Metabolism-based artificial organelles: From precise construction to smart theranostics.

Cellular metabolic dysregulation is a core driver of major diseases, including cancer, neurodegenerative disorders, and cardiovascular conditions. However, conventional interventions such as small-molecule drugs and gene editing are hampered by off-target effects, delivery challenges, and a lack of spatiotemporal precision, resulting in a failure to effectively reengineer pathological metabolic networks. Artificial organelles, constructed via a "bottom-up" bioinspired approach, represent a paradigm shift from systemic intervention to "metabolic system reconstruction," offering a revolutionary strategy to precisely mimic, repair, or augment specific metabolic functions at the subcellular level. Here, we systematically review recent advances in metabolism-based artificial organelles, from their precise construction to smart theranostic applications.

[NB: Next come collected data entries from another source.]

PR #535, opened 2019-06-02
[Azure Search] Don't allow KeyVault secret cache to expire

joelverhagen:
I was seeing the Azure Search Service hang after 24 hours. This is due to the fact that the KeyVault secret injector was running in a request context causing a deadlock.
https://github.com/NuGet/ServerCommon/blob/36b22e856d12c4d614ead56fe7cf41378c7077a2/src/NuGet.Services.Configuration/KeyVaultInjectingConfigurationProvider.cs#L48

In short, app service recycle will handle secret rotation as with gallery.

I have verified the problem locally by reducing the KeyVault cache duration to 1 minute. I have two regions (EA and SEA) deployed with this fix right now and two with the problem (USNC and USSC).

We avoid this in **gallery** by evaluating the secrets on the startup thread and caching them forever in a `Lazy<T>`. We don't use this exact type but the context is the same here: 
https://github.com/NuGet/NuGetGallery/blob/aa628079fd17c94848700ad36f454c021503b2fe/src/NuGetGallery/Configuration/ConfigurationService.cs#L41-L44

We first elaborate on the core construction strategies, including lipid and protein self-assembly, microfluidics, 3D bioprinting and biomembrane fusion for enabling dynamic interactions and content delivery, followed by a dissection of the design principles for modulating three metabolic pillars: (1) remodeling energy metabolism by mimicking mitochondrial function and regulating glycolysis; (2) controlling biosynthesis by emulating the endoplasmic reticulum (ER) and substance transport networks; and (3) reshaping redox homeostasis by mimicking peroxisomes through multienzyme cascades and intelligent responsive systems that precisely regulate signaling molecules such as reactive oxygen species (ROS). We link these functional designs to specific metabolic vulnerabilities in diseases and showcase applications in neurodegenerative disorders, cancer, cardiovascular diseases, and inflammatory conditions. Specific strategies include repairing damaged neurons through synergistic energy supplementation and antioxidation or inhibiting tumors via a combination of "starvation therapy" and pro-oxidative "gas therapy." Finally, we critically address the key challenges in biocompatibility, systemic complexity, delivery, and clinical translation and outline future perspectives toward intelligent, autonomous systems integrated with artificial intelligence (AI)-driven design and multiscale, "artificial tissue" constructs. This review aims to provide a theoretical framework and technological roadmap for designing the next generation of smart metabolic intervention tools.